Whats the question OP you have?


----------



## el_chupo_ (May 27, 2007)

Megalomaniac said:


> Whats the question OP you have?




Yoda, is that you?


----------



## adrianp89 (Oct 14, 2007)

Wow sounds interesting... might have to build that one day.


----------



## Megalomaniac (Feb 12, 2007)

el_chupo_ said:


> Yoda, is that you?


lol. OP not OB....oh wise one


----------



## Oliver (Jun 25, 2007)

el_chupo_ said:


> Yoda, is that you?


ROFL  

I thought someone might be interested in it ! , Meglomaniac


----------



## Megalomaniac (Feb 12, 2007)

yeah I seen them designs before. I really want to make the Wicked One when i get my own place and use it as coffe table like in photo


----------



## tcguy85 (Oct 29, 2007)

i like the WO32! that thing looks crazy.


----------



## Oliver (Jun 25, 2007)

tcguy85 said:


> i like the WO32! that thing looks crazy.


tcyguy85,

My thoughts were, that is small enough to work in a suv or wherever  

The first W.O. was dual bandpass enclosures, the WO32 was smaller and more coupled with it's dual expanding passages to the air, if you will.
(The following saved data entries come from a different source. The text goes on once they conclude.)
PR #405, opened 2020-10-08
Millau -> Rialto headers sync - docker deployment

svyatonik:
should be finished after #398 

The idea is not to touch (almost) existing rialto deployment. The only thing that changes is that you need to create docker network before - something like `docker network create bridge-deployments`. Then rialto should work as before.

Millau compose will 'connect' to the same network and start Millau nodes + `millau-headers-to-rialto-relay` (later - reverse and message relays)


deployments/millau/docker-compose.yml
```diff
@@ -0,0 +1,136 @@
...
+    environment:
+      RUST_LOG: rpc=trace,bridge=trace
+    ports:
+      - "19616:9616"
+    depends_on: &all-nodes
+      - bridge-node-alice
+      - bridge-node-bob
+      - bridge-node-charlie
+      - bridge-node-dave
+      - bridge-node-eve
```
HCastano, line 17: Do we need all these nodes for an initial deployment?

deployments/millau/docker-compose.yml
```diff
@@ -0,0 +1,136 @@
...
+      - --node-key=0f900c89f4e626f4a217302ab8c7d213737d00627115f318ad6fb169717ac8e0
+      - --rpc-cors=all
+      - --unsafe-rpc-external
+      - --unsafe-ws-external
+    volumes:
+      - ./bridge-config:/config
+    environment: &bridge-env
+      RUST_LOG: runtime=trace,rpc=debug,txpool=trace
+    ports:
+      - "19933:9933"
```
HCastano, line 41: I'd start this at `20033` and increase the others accordingly

HCastano (commented):
Tbh I'm not sure if this is the right approach to the Millau deployment. I don't like that it's not standalone in the same way that the Rialto deployment is. We shouldn't have to spin up the the Rialto deployment and connect to the correct network for this deployment to work.

What I would like to see from the Millau deployment is the following:
- With one `docker-compose` command we can deploy a network
- Overrides for different networks through `docker-compose` configs, e.g `docker-compose.rialto.yml` or `docker-compose.kusama.yml`

Also, for whatever approach we end up going with can you also write up some documentation in the deployment guide for running a network?

svyatonik:
> Tbh I'm not sure if this is the right approach to the Millau deployment. I don't like that it's not standalone in the same way that the Rialto deployment is.

You could always run something like `docker-compose -f deployments/millau/docker-compose.yml -f deployments/rialto/docker-compose.yml config` to get consolidated deployment config. But having Millau config in separate file seems better option to me than having multiple level overrides.

That said, I'm not using our dockers at all and don't want to stand firm here :) Feel free to introduce your configuration instead.

tomusdrw:
I think it would be cool to use `extends` for this. Basically we move all services to a `common-services.yml` file and then rialto and millau compose files both just extend the basic values.

HCastano:
> I think it would be cool to use `extends` for this. Basically we move all services to a `common-services.yml` file and then rialto and millau compose files both just extend the basic values. See https://docs.docker.com/compose/extends/#understand-the-extends-configuration

@tomusdrw I looked into `extends` and it looks like a good solution. However, support for it was dropped for Compose v3, which is what we use. So unless we want to downgrade our compose files (which I don't think is a good idea) using override files is the way to go (at least with my current understanding of Docker deployments)

Issue #371, opened 2020-09-23
Make Substrate Pallet Storage Abstraction Deeper


HCastano:
The Substrate pallet provides an abstraction to its storage through the `BridgeStorage` trait. Right now this is a very thin wrapper around direct storage access (basically just a pass through). It would be nice to have this module provide a more rich feature set, while keeping the interface simple.

In the future different bridge pallets should be able to implement this interface and provide consistent functionality.

tomusdrw:
Referring mostly to this comment: https://github.com/paritytech/parity-bridges-common/pull/409#discussion_r509366627

I think we have some misunderstanding about what "storage abstraction" is supposed to be doing.
IMO the abstraction is introduced if you don't care about specific details and you want these details to potentially be replaced by something else. Here I meant "substrate-storage abstract", where the main goal is to decouple substrate-specific storage items from the actual light client implementation.
I was pushing for this abstraction to be as low-level (as thin) as possible, cause storage reads and writes are the most expensive things we do in the runtime development, so we should really keep them at the minimal level.

>  It would be nice to have this module provide a more rich feature set, while keeping the interface simple.

Here I feel that you want some "abstraction" to simplify the repetitive tasks that you do in your domain-specific logic (bridge-pallet specific logic). To me this is more about extracting the common patterns into a separate, but concrete struct, if you keep the "low-level storage abstraction" minimal, you can easily build a more complex "domain storage abstraction" on top of it (for instance inserting a header and updating multiple substrate-storage values in one go), but it doesn't mean that this shared logic should be traitified, and what's more it really should not mean that we extend the minimal low-level abstraction to encompass this.
If it contains domain-specific logic (bridge-pallet specific) it's not a substrate-storage abstraction any more for me - the traits should really be minimal, it doesn't make sense to put traits everywhere where we say "abstraction", where in reality we rather mean "code simplficiation / deduplication" - this can safely go to a concrete struct that builds up on the abstract low-level storage.

tomusdrw:
I believe this is not that relevant anymore, since we've opted for a simpler `pallet-bridge-grandpa` approach with only finality proofs. I feel that with BEEFY Light Client (#1223) and especially Dynamic BEEFY Bridging (#1225) we would not need to worry about storage abstraction that much.

Issue #367, opened 2020-09-23
Implement an Efficient Ancestry Checker


HCastano:
In the Substrate pallet we verify ancestry by walking back through every header between the `child` and `ancestor`. While it doesn't happen often, Grandpa has been known to finalize really long chains (upwards of 30,000 blocks). Walking through this many headers in the runtime is inefficient and we should come up with a scheme which only needs to verify a subset of the chain.

Slava suggested using a [Skip List](https://en.wikipedia.org/wiki/Skip_list), which seems like alright to me.

For more info see [here](https://github.com/paritytech/parity-bridges-common/pull/296#pullrequestreview-490374230).

PR #409, opened 2020-10-09
Support Tracking Forks in Substrate Pallet

### LINKED ISSUE #369: Fork Management for Substrate Pallet
The Substrate pallet doesn't handle any forks at the moment. If we try and import two valid headers at the same height we will reject the second one, even though that may eventually become part of the canonical chain. We should be able to track different forks and resolve them correctly once we receive a finalized header.

Related to #296.

HCastano:
While it would be nice to live in a world where we only get blocks from a single, canonical chain, this isn't the world we live in. 
Since we may get multiple blocks which are potential candidates to be part of the canonical chain we need to accept them all (ish) until we can make a decision as to whether or not they're part of the canonical chain (when one of their children gets finalized). This PR introduces support for managing header imports and finality proof imports across different forks.

The main "user facing" (via Runtime APIs) change that comes out of this PR is that methods for getting the best headers and headers which require finality proofs return lists of headers that may live on different forks. The code that creates these lists may do a lot of iterating depending on the state of the chain. While I don't think it's a problem right now (Runtime API calls are somewhat trusted, right?) it would be good to try and get some limits introduced so we don't have unbounded loops.

I've also introduced a dedicated module for reasoning about our header and finality proof imports (`forks.rs`). I recommend that you take a look at the tests there first when reviewing this PR. If those tests are wrong then the logic in the pallet is wrong.

Right now there are some redundant tests between the `forks` module and the `verifier` module. This is because the `forks` module doesn't have as fine grained knowledge of the headers its importing as `verifier` does. I will try and see if I can remove the redundancies though.

Closes #369


modules/substrate/src/verifier.rs
```diff
@@ -127,19 +130,27 @@ where
...
 		// we need to make a note of it.
 		//
-		// TODO: This assumes that we can only have one authority set change pending at a time.
-		// This is not strictly true as Grandpa may schedule multiple changes on a given chain
-		// if the "next next" change is scheduled after the "delay" period of the "next" change
+		// Note: This assumes that we can only have one authority set change pending at a time.
+		// While this is not strictly true of Grandpa (it can have multiple pending changes, even
+		// across forks), this assumption simplifies our tracking of authority set changes.
 		let requires_justification = if let Some(change) = self.storage.scheduled_set_change() {
+			// We don't want to accept a header which schedules an authority set change
```
svyatonik, line 143: It's still a draft - just wanted to clarify. I thought that we're going to support single pending change **per fork**, no? In current implementation it seems that anyone could craft an invalid (because we don't verify headers) header that is scheduling some change and then pallet will stuck waiting for justification of this/next header forever. I thought that we're not going to have more than 1 scheduled change per fork - i.e. if this fork needs justification for header `H`, then we'll reject all headers that are trying to continue this fork until we'll have a justification for `H`. At the same time, the other fork may still be active.

HCastano: Yeah there's still some confusion around this on my end. You're right, we should only allow one pending change _per fork_.

HCastano:
@svyatonik can you check the last commit I pushed and go through those tests to see if the behaviour I wrote out is the expected behaviour? If you have time I'd also appreciate it if you added a commit with some scenarios you think we should cover which are missing. It would help me get this all straight so I can implement it properly :)

modules/substrate/src/verifier.rs
```diff
@@ -924,4 +924,89 @@ mod tests {
...
+			//   \ [2']
+			//
+			// Order: 1, 2, 2', F2, F2'
+			//
+			// Not allowed to finalize 2'
+			// Can't import finality proof since not ancestor of 2
+			//
+			// ---
+			//
+			//   / [2: S|1] <- [3]
```
svyatonik, line 952: Iirc if change is scheduled in 1 block, then it'll be enacted at 3 => block 3 requires justification. I think you mean to have `S|0` here instead. Then everything looks fine.

modules/substrate/src/verifier.rs
```diff
@@ -924,4 +924,89 @@ mod tests {
...
+			//
+			// Order: 1, 2, 3, 2', 3'
+			//
+			// We should not be allowed to import 3
+			//	 Ancestor requires justification since it schedules a change
+			// It should be fine to import 2', and 3'
+			//
+			// ---
+			//
+			//   / [2: S|1] <- [3]
```
svyatonik, line 963: Same here - iirc N is normally 0, which means that the block that is scheduling changes also enacts changes && they start finalizing starting from next block. So should be `S|0` instead.

modules/substrate/src/verifier.rs
```diff
@@ -924,4 +924,89 @@ mod tests {
...
+			// [1] <- [2': S|1] <- [3']
+			//
+			// Order: 1, 2, 2', 3, 3'
+			//
+			// Should not be allowed to import 3 or 3'
+			// Will resolve fork depending on which finality proof for {2|2'} we get first
+			// If we get a proof for 2, how do we prevent 3' from being imported?
```
svyatonik, line 970: You already have this check iirc - you're checking that justification target is strictly larger than best finalized block. But in any case - if we have justifications for competing forks, it means that the chain is doomed.

modules/substrate/src/verifier.rs
```diff
@@ -924,4 +924,89 @@ mod tests {
...
+			//    We're blocked by the scheduled change
+			//    Also check if newly imported blocks are ancestors of `last_finalized`?
```
svyatonik, line 972: Iirc you're already doing this :) But again - if there are >2/3 malicious/misbehaving authorities, then we can't do anything with that.

modules/substrate/src/verifier.rs
```diff
@@ -924,4 +924,89 @@ mod tests {
...
+			//
+			// ---
+			//
+			// [1] <- [2: S|1, F] <- [3: E] <- [4]
+			//
+			// Order: 1, 2, F2, 3, 4
+			//
+			// Since 3 enacts a change, should we wait for it to be finalized
```
svyatonik, line 980: Yes, I suggest to do reject it. Iiuc we may still accept headers that are not scheduling changes, but imo it doesn't worth it. With #394 finality delays should normally be low => we won't lose much time to provide justification for 3

modules/substrate/src/verifier.rs
```diff
@@ -924,4 +924,89 @@ mod tests {
...
+			// before allowing 4 to be imported?
+			//
+			// ---
+			//
+			//                  / [3': E] <- [4']
+			// [1] <- [2: S|1, F] <- [3: E] <- [4]
+			//
+			// Order: 1, 2, F2, 3, 4, 3', 4'
+			//
+			// Only allow import of {3, 3'} after we get F2
```
svyatonik, line 990: This test is slightly invalid given confusion with `S|1` and `S|0`. But the general rule is: if there's some ancestor `A` that is enacting new set, we need to reject justifications for any of its descendants until we'll get justification for `A` itself.

svyatonik:
I've left some comments. Imo the test set you've suggested is enough, even redundant sometimes.

I'm not going to affect any your implementation/design decisions, but just in case - [that's how solidity contract resolves that](https://github.com/svyatonik/substrate-bridge-sol/blob/master/substrate-bridge.sol#L69). Basically - you store `previous_signal_header: Option<(HeaderId)>` with every header in the storage. So you only need single storage read (that happens anyway) to determine if header requires justification. So probably something like that should be done in the pallet.

Please also keep in mind that relay needs IDs of all headers that require justifications. So once you import header that enacts new set (starting from the next block), you need to remember it.

Also there's another important optimization required (well, desired) for relay after this PR will be merged. Given vec of headers that we're going to submit, pallet need to return headers that will be rejected because their ancestors require justification. Without that optimization, relay will submit `import_header` transactions that will be rejected by the pallet => lose its funds. So pallet needs API (not the `Call` - just API) like that:
```rust
fn headers_that_will_be_rejected(headers_to_import: Vec<BridgedHeader>) -> Vec<HeaderId> {
  <return all headers that will be rejected if pallet will import headers from headers_to_import by-order>
}
```

The contract [has API like that](https://github.com/svyatonik/substrate-bridge-sol/blob/master/substrate-bridge.sol#L142).

HCastano:
Thanks for the feedback on the tests. I've updated them a bit to address some of the issues.

> I'm not going to affect any your implementation/design decisions, but just in case - [that's how solidity contract resolves that](https://github.com/svyatonik/substrate-bridge-sol/blob/master/substrate-bridge.sol#L69). Basically - you store `previous_signal_header: Option<(HeaderId)>` with every header in the storage. So you only need single storage read (that happens anyway) to determine if header requires justification. So probably something like that should be done in the pallet.

I like this approach, so I think I'll implement something similar here.

> Please also keep in mind that relay needs IDs of all headers that require justifications. So once you import header that enacts new set (starting from the next block), you need to remember it.

Yeah, I'll need to change the code to return headers on different forks which may require justifications. And should it only be headers which enact changes (what is it now), or should their unfinalized ancestors be included as well? I think it should be the first.

> Also there's another important optimization required (well, desired) for relay after this PR will be merged. Given vec of headers that we're going to submit, pallet need to return headers that will be rejected because their ancestors require justification. Without that optimization, relay will submit import_header transactions that will be rejected by the pallet => lose its funds. So pallet needs API (not the Call - just API) like that:

Can you log an issue with the details so I don't forget to do this?

modules/substrate/src/lib.rs
```diff
@@ -222,18 +236,19 @@ impl<T: Trait> Module<T> {
...
+	/// These headers require proofs because they enact authority set changes.
+	pub fn requires_justification() -> Vec<BridgedHeader<T>> {
 		let storage = PalletStorage::<T>::new();
-		let hash = storage.unfinalized_header()?;
-		let imported_header = storage.header_by_hash(hash).expect(
-			"We write a header to storage before marking it as unfinalized, therefore
-			this must always exist if we got an unfinalized header hash.",
-		);
-		Some(imported_header.header)
+		let hashes = storage.unfinalized_headers();
```
svyatonik, line 244: Probably use some other name? There may be a ton of unfinalized headers but only few of these would enact new authorities set => would require implicit justifications. Looking at the code it seems that the function is returning all `unfinalized_headers` here :)

modules/substrate/src/verifier.rs
```diff
@@ -127,22 +134,39 @@ where
...
-			change.height == *header.number()
+		// Note: This assumes that we can only have one authority set change pending per fork at a
+		// time. While this is not strictly true of Grandpa (it can have multiple pending changes,
+		// even across forks), this assumption simplifies our tracking of authority set changes.
+		let mut signal_hash = parent_header.signal_hash;
+		let scheduled_change = find_scheduled_change(&header);
+
+		// Check if our fork is expecting an authority set change
+		let requires_justification = if let Some(hash) = signal_hash {
+			if let Some(pending_change) = self.storage.scheduled_set_change(hash) {
```
svyatonik, line 149: nit: multiple nested `if`s are hard to read, especially when they're accompanied with `else`s. Since you have `unreachable!()` in `else` branch anyway, maybe just change to `.expect()` here?

modules/substrate/src/lib.rs
```diff
@@ -61,25 +59,36 @@ pub(crate) type BridgedBlockHash<T> = HashOf<<T as Trait>::BridgedChain>;
...
 decl_storage! {
 	trait Store for Module<T: Trait> as SubstrateBridge {
+		/// The number of the highest block(s) we know of.
+		ChainTipHeight: BridgedBlockNumber<T>;
 		/// Hash of the header at the highest known height.
-		BestHeader: BridgedBlockHash<T>;
+		///
+		/// If there are multiple headers at the same "best" height
+		/// this will contain all of their hashes.
+		BestHeaders: Vec<BridgedBlockHash<T>>;
```
svyatonik, line 75: Not necessarily a part of this PR, but if we want pruning this should probably be:
```rust
HeadersAtHeight: map hasher(identity) BridgedBlockNumber<T> => Vec<BridgedBlockHash<T>>;
```

instead of `BestHeaders`. Or do you have other ideas on how to organize pruning?

modules/substrate/src/lib.rs
```diff
@@ -309,18 +329,44 @@ impl<T: Trait> BridgeStorage for PalletStorage<T> {
...
+				<BestHeaders<T>>::append(hash);
+				<ChainTipHeight<T>>::put(current_height);
+			}
+			Ordering::Less => {
+				// This is fine. We can still have a valid header, but it might just be on a
+				// different fork and at a lower height than the "best" overall header.
+			}
+		}
+
+		if header.requires_justification {
```
svyatonik, line 353: Probably think about changing that as a part of #371 - if `requires_justification` is `true` then the entry is inserted into `RequiresJustification` in this function. But it is `false`, then it is not removed here, but instead in a separate `update_best_finalized`. That is not super-intuitive

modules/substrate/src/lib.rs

My old boss, Mark , made a 1/3 size W.O. with MB Quarts mids in it, he said it got loud !


----------



## tcguy85 (Oct 29, 2007)

^intersting!


----------



## Kahooli (Oct 17, 2007)

While it may sound cheap of my not to want to pay $10 to just see the plans... since I have no idea whether I want to build it or not... anyone have the plans for it that would let me take a peek? the home wrecker specifically, as I have two 15" 100 Db eff. bass guitar / PA drivers I have sitting around. Seem like they'd be a nice match XD


----------



## Megalomaniac (Feb 12, 2007)

Kahooli said:


> While it may sound cheap of my not to want to pay $10 to just see the plans... since I have no idea whether I want to build it or not... anyone have the plans for it that would let me take a peek? the home wrecker specifically, as I have two 15" 100 Db eff. bass guitar / PA drivers I have sitting around. Seem like they'd be a nice match XD


even when you buy the plans they dont just give you set plans, they give you instructions to help make it work for your needs. they take you step by step and you have to do some math on your side in order to get a nice turn out. Cause look at the Wicked One plans(they are free now) you'll see what I mean.


----------